Use /etc/openvpn/newclient.sh to generate client config

So:

root@OrangePI:~/OpenVPN-easy-setup# /etc/openvpn/newclient.sh try
Script to generate unified config for Windows App
sage: newclient.sh <common-name>
Generating a 2048 bit RSA private key
.......................................+++
...............................................................................................................................+++
writing new private key to 'try.key'
-----
Using configuration from /etc/openvpn/easy-rsa/openssl-1.0.0.cnf
Check that the request matches the signature
Signature ok
The Subject's Distinguished Name is as follows
countryName :PRINTABLE:'US'
stateOrProvinceName :PRINTABLE:'CA'
localityName :PRINTABLE:'SanFrancisco'
organizationName :PRINTABLE:'Fort-Funston'
organizationalUnitName:PRINTABLE:'MyVPN'
commonName :PRINTABLE:'try'
name :PRINTABLE:'EasyRSA'
emailAddress :IA5STRING:'my@vpn.net'
Certificate is to be certified until Sep 21 10:56:28 2023 GMT (1825 days)

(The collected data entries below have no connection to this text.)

PR #13684, opened 2026-01-22
[azsdk-cli] Sanitize paths in telemetry

benbp:
We don't want paths containing usernames to show up in our telemetry data, for example @chrisradek:

image

These can show up anywhere: process output, exceptions, custom tags we set in tools, etc.

Right now this takes a brute force approach and analyzes every activity tag for a path-like pattern and redacts it. We keep the child segments of paths after well-known directory names like repository so that we can still do package usage correlation (e.g. `/home/ben/azure-sdk-for-python/sdk/foo` becomes `[PATH REDACTED]/azure-sdk-for-python/sdk/foo`. Additionally other components like the git helper can add to the dir name allowlist, for example when we call `DiscoverRepoRoot` that will update that root dir so we don't exclude workspaces where the name doesn't match the github remote.

I anticipate this sanitization infra will also be extended to process additional types of patterns in the future.

### DIFF
--- a/tools/azsdk-cli/Azure.Sdk.Tools.Cli.Tests/Helpers/TelemetryPathSanitizerTests.cs
+++ b/tools/azsdk-cli/Azure.Sdk.Tools.Cli.Tests/Helpers/TelemetryPathSanitizerTests.cs
@@ -5,16 +5,25 @@ namespace Azure.Sdk.Tools.Cli.Tests.Helpers;
 
 public class TelemetryPathSanitizerTests
 {
-    [TestCase("specification/service", "[PATH REDACTED]/specification/service")]
-    [TestCase("azure-rest-api-specs/specification/service", "[PATH REDACTED]/azure-rest-api-specs/specification/service")]
+    [TestCase("azure-rest-api-specs/specification/service", "azure-rest-api-specs/specification/service")]
     [TestCase("/azure-rest-api-specs/specification/service", "[PATH REDACTED]/azure-rest-api-specs/specification/service")]
     [TestCase("/Users/ben/specification/service", "[PATH REDACTED]/specification/service")]
-    [TestCase(@"C:\Users\ben\sdk\azure-sdk-for-net\sdk\storage", @"[PATH REDACTED]\azure-sdk-for-net\sdk\storage")]
-    [TestCase("C:/Users/ben/sdk/azure-sdk-for-net/sdk/storage", "[PATH REDACTED]/azure-sdk-for-net/sdk/storage")]
-    [TestCase("/home/ben/sdk/azure-sdk-for-net/sdk/storage", "[PATH REDACTED]/azure-sdk-for-net/sdk/storage")]
-    [TestCase("/home/ben/sdk/azure-sdk-for-go/sdk/resourcemanager/advisor/armadvisor", "[PATH REDACTED]/azure-sdk-for-go/sdk/resourcemanager/advisor/armadvisor")]
+    [TestCase(@"C:\Users\ben\sdk\azure-sdk-for-net\sdk\storage", @"[PATH REDACTED]\sdk\azure-sdk-for-net\sdk\storage")]
+    [TestCase("C:/Users/ben/repos/azure-sdk-for-net/sdk/storage", "[PATH REDACTED]/azure-sdk-for-net/sdk/storage")]
+    [TestCase("/home/ben/repos/azure-sdk-for-net/sdk/storage", "[PATH REDACTED]/azure-sdk-for-net/sdk/storage")]
     [TestCase("~/specification/service", "[PATH REDACTED]/specification/service")]
     public void Sanitize_PreservesAllowlistedSegments(string input, string expected)
+    {
+        var sanitized = TelemetryPathSanitizer.Sanitize(input);
+
+        Assert.That(sanitized, Is.EqualTo(expected));
+    }
+
+    [TestCase("sdk/resourcemanager/advisor/armadvisor", "sdk/resourcemanager/advisor/armadvisor")]
+    [TestCase("github.com/Azure/azure-sdk-for-go/sdk/azcore", "github.com/Azure/azure-sdk-for-go/sdk/azcore")]
+    [TestCase("@azure/storage-blob", "@azure/storage-blob")]
+    [TestCase("@azure-rest/core-client", "@azure-rest/core-client")]
+    public void Sanitize_PreservesAllowlistedSegmentsForPackageNamingConventions(string input, string expected)
     {
         var sanitized = TelemetryPathSanitizer.Sanitize(input);
 
--- a/tools/azsdk-cli/Azure.Sdk.Tools.Cli.Tests/Helpers/TelemetryPathSanitizerTests.cs
+++ b/tools/azsdk-cli/Azure.Sdk.Tools.Cli.Tests/Helpers/TelemetryPathSanitizerTests.cs
@@ -9,6 +9,8 @@ public class TelemetryPathSanitizerTests
     [TestCase("azure-rest-api-specs/specification/service", "[PATH REDACTED]/azure-rest-api-specs/specification/service")]
     [TestCase("/Users/ben/specification/service", "[PATH REDACTED]/specification/service")]
     [TestCase(@"C:\Users\ben\azure-sdk-for-net\sdk\storage", @"[PATH REDACTED]\azure-sdk-for-net\sdk\storage")]
+    [TestCase("C:/Users/ben/azure-sdk-for-net/sdk/storage", "[PATH REDACTED]/azure-sdk-for-net/sdk/storage")]
+    [TestCase("~/specification/service", "[PATH REDACTED]/specification/service")]
     public void Sanitize_PreservesAllowlistedSegments(string input, string expected)
     {
         var sanitized = TelemetryPathSanitizer.Sanitize(input);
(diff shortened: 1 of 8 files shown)


tools/azsdk-cli/Azure.Sdk.Tools.Cli/Tools/Core/MCPToolBase.cs
```diff
@@ -67,7 +67,7 @@ public async Task<int> InstrumentedCommandHandler(Command command, ParseResult p
         }
         catch (Exception ex)
         {
-            activity?.AddException(ex);
+            TelemetryExceptionHelper.AddSanitizedException(activity, ex);
```
raych1, line 70: Just to confirm, this sanitizer only affects values sent to telemetry and does not alter logs in the console, right?

tools/azsdk-cli/Azure.Sdk.Tools.Cli/Telemetry/TelemetryPathSanitizer.cs
```diff
@@ -0,0 +1,355 @@
...
+using System.Collections.Concurrent;
+using System.Text;
+
+namespace Azure.Sdk.Tools.Cli.Telemetry;
+
+// Paths in telemetry can contain usernames and other identifying information.
+// We want to redact this info but keep the child segments of paths that are
+// relevant for correlating per-package usage of this tool, based on known
+// directory prefixes or names that correspond to our repositories.
+public static class TelemetryPathSanitizer
```
raych1, line 13: Other than paths, do we have a need to redact other values, like mac address or device id? I see these are currently collected as part of telemetry.

tools/azsdk-cli/Azure.Sdk.Tools.Cli/Tools/Core/MCPToolBase.cs
benbp: Yep, just the telemetry pipeline, doesn't touch logs

tools/azsdk-cli/Azure.Sdk.Tools.Cli/Telemetry/TelemetryPathSanitizer.cs
benbp: Those values are already anonymized, for example we only upload a max address hash not the actual value

tools/azsdk-cli/Azure.Sdk.Tools.Cli.Tests/Helpers/TelemetryPathSanitizerTests.cs
```diff
@@ -0,0 +1,143 @@
...
+public class TelemetryPathSanitizerTests
+{
+    [TestCase("specification/service", "[PATH REDACTED]/specification/service")]
+    [TestCase("azure-rest-api-specs/specification/service", "[PATH REDACTED]/azure-rest-api-specs/specification/service")]
+    [TestCase("/azure-rest-api-specs/specification/service", "[PATH REDACTED]/azure-rest-api-specs/specification/service")]
+    [TestCase("/Users/ben/specification/service", "[PATH REDACTED]/specification/service")]
+    [TestCase(@"C:\Users\ben\sdk\azure-sdk-for-net\sdk\storage", @"[PATH REDACTED]\azure-sdk-for-net\sdk\storage")]
+    [TestCase("C:/Users/ben/sdk/azure-sdk-for-net/sdk/storage", "[PATH REDACTED]/azure-sdk-for-net/sdk/storage")]
+    [TestCase("/home/ben/sdk/azure-sdk-for-net/sdk/storage", "[PATH REDACTED]/azure-sdk-for-net/sdk/storage")]
+    [TestCase("~/specification/service", "[PATH REDACTED]/specification/service")]
```
praveenkuttappan, line 14: Can you please add a test case for Go package name? Go package name is relative directory name begins with "sdk/<>"

tools/azsdk-cli/Azure.Sdk.Tools.Cli/Telemetry/TelemetryPathSanitizer.cs
```diff
@@ -0,0 +1,352 @@
...
+{
+    public const string Redacted = "[PATH REDACTED]";
+
+    private static readonly string[] AllowlistedSegments =
+    [
+        "azure-rest-api-specs",
+        "specification",
```
praveenkuttappan, line 20: is it worth to add `sdk`?

benbp: I was thinking that `sdk` for service directories is likely to be a child path of a repo path, so it felt unnecessary (even `specification` could probably be removed by this logic). And I don't think it's important that we catch a parent path like `/home/ben/sdk/azure-sdk-for-net` (`[PATH REDACTED]/sdk/azure-sdk-for-net`), because I'm worried we could see stuff like `C:/sdk/benbp/azure-sdk-for-net`.

tools/azsdk-cli/Azure.Sdk.Tools.Cli.Tests/Helpers/TelemetryPathSanitizerTests.cs
```diff
@@ -0,0 +1,143 @@
+using Azure.Sdk.Tools.Cli.Telemetry;
+using NUnit.Framework;
+
+namespace Azure.Sdk.Tools.Cli.Tests.Helpers;
+
+public class TelemetryPathSanitizerTests
+{
+    [TestCase("specification/service", "[PATH REDACTED]/specification/service")]
```
richardpark-msft: I'm curious, we seem to have a lot of code to redact basically just a few cases? Is this not just a regexp that handles these cases?

* `C:\Users\<user>`
* `/home/<user>`**

benbp: A regex would be a lot simpler but I'm worried the allowed string list might grow and what should be a fast processing step will end up adding noticeable delays. We only do all this processing after we finish the command and before we return to the user, so anything over 200ms is noticeable (combined with the time it takes to upload). For example, @praveenkuttappan already pointed out 4 more allowed strings we need to add so we don't redact go and js/ts package names, and currently people may add very large output values from sub-process runs to their response objects.

It was easy enough to generate the parsing code and tests and it's not critical path so I'm not super worried about the code maintenance aspect of it enough compared against (potential) perf issues. The regex approach also has the potential to become pretty thorny and hard to read (processing relative paths, processing paths that don't end in whitespace, etc.).

richardpark-msft: > A regex would be a lot simpler but I'm worried the allowed string list might grow and what should be a fast processing step will end up adding noticeable delays. 

If that was our concern, I'd definitely want some measurements. Regexps seem like a well optimized area of text processing libraries. Also, the text that we're sanitizing over isn't really that big. It might be we're optimizing a bit early.

This is your call, as you're the maintainer of this telemetry piece. :)

benbp: There are a few places in the code where we copy process output into the response, and the process output could have the potential to be very large. We're trying to think of ways to solve that problem (don't upload those types of responses to telemetry) which would simplify potential optimization needs.

I agree this reeks of premature optimization. I'll mock up a regex alternative and profile them both.

richardpark-msft: BTW, given that we're trying to clean up our telemetry, I'm okay if you want to check this in and do the regexp update (if needed) in another PR.

benbp: Evaluating a simple exception, a 1mb string with 20 paths and a 10mb string with 20 paths, but using the tokenized sanitization logic (vs. regex replace grouping). Will test with groupings next.

```
      TelemetryPathSanitizer mode=Parser elapsedMs=0.628 length=23652
      TelemetryPathSanitizer mode=Parser elapsedMs=38.873 length=1048600
      TelemetryPathSanitizer mode=Parser elapsedMs=295.333 length=10485805
      TelemetryPathSanitizer mode=Regex elapsedMs=0.869 length=23652
      TelemetryPathSanitizer mode=Regex elapsedMs=92.388 length=1048600
      TelemetryPathSanitizer mode=Regex elapsedMs=999.731 length=10485805
```

benbp: Using regex matching more completely ends up in a nightmare regex (and 50ms vs 300ms in the 1mb case). Without matching the regex is simple but we only reduce about 30 lines of code, as the actual token replacement logic remains. So I'm not sure the replacement solution buys us any worthwhile reduction in complexity.

benbp: The cases aren't as simple as a home directory pattern, as I've seen people have PII later down in the path (see the image in the PR description, for example) and similarly the path may or may not contain an `azure-sdk*` patterned directory name (e.g. worktrees), so we need to be able to query against both the hardcoded allowlist and the dynamic repo root cache populated by the git helper.

tools/azsdk-cli/Azure.Sdk.Tools.Cli/Telemetry/TelemetryPathSanitizer.cs
```diff
@@ -0,0 +1,356 @@
...
+        // 'sdk' and 'github.com' must be allowed so we don't redact golang package names
+        // which look like 'sdk/resourcemanager/advisor/armadvisor'
+        // or 'github.com/Azure/azure-sdk-for-go/sdk/azcore'
+        "sdk",
+        "github.com",
+        // '@azure*' must be allowed so we don't fully redact js/ts package names
```
raych1, line 26: Should we include `azure`? Do you consider moving this allowlist to a config file?

benbp: I switched the `azure-sdk-*` prefix to `azure*`. I think if the list grows a bit more we can move it to a config but ideally it stays small.

raych1 (approved):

Write out database with 1 new entries
Data Base Updated
OpenVPN 2.3.2 arm-unknown-linux-gnueabihf [SSL (OpenSSL)] [LZO] [EPOLL] [PKCS11] [eurephia] [MH] [IPv6] built on Jun 22 2017
COMPLETE! Copy the new unified config from here: /etc/openvpn/bundles/try.ovpn

You're getting error messages as the script is not finding the systemctl command:

openvpnsetup.sh: line 360: systemctl: command not found

The missing command is used to control systemd, the cutting-edge (sometimes bleeding-edge) init subsystem.

According to this old Ubuntu wiki page, the earliest possible version systemd was introduced in Ubuntu was 14.10 or more likely 15.04. You are running 14.04.5 which is older than either of those. Before systemd, I think Ubuntu used to use upstart as its init subsystem.

A transition from one type of init subsystem to another type is a pretty major change: it affects how system startup and shutdown are performed, and how system services are defined and controlled. With systemd, the systemctl command is the universal tool for most service management tasks.

You should now read lines #360, #361 and #362 in the openvpnsetup.sh script, find out what the systemctl commands on those lines are attempting to do, and replace them with the corresponding commands that are applicable to the upstart init subsystem. Very likely you'll also have to look for any files dropped into /etc/systemd/system, and replace them with upstart-style service definitions.

From your github link, those lines are:

systemctl enable netfilter-persistent & systemctl start netfilter-persistent
systemctl enable openvpn@server & systemctl start openvpn@server
systemctl restart netfilter-persistent

i.e. enable netfilter-persistent and openVPN server services to start automatically at boot & start them immediately, and then restart the netfilter-persistent service one more time, probably to ensure that any changes to firewall rules that might have been made by the OpenVPN startup are immediately stored persistently.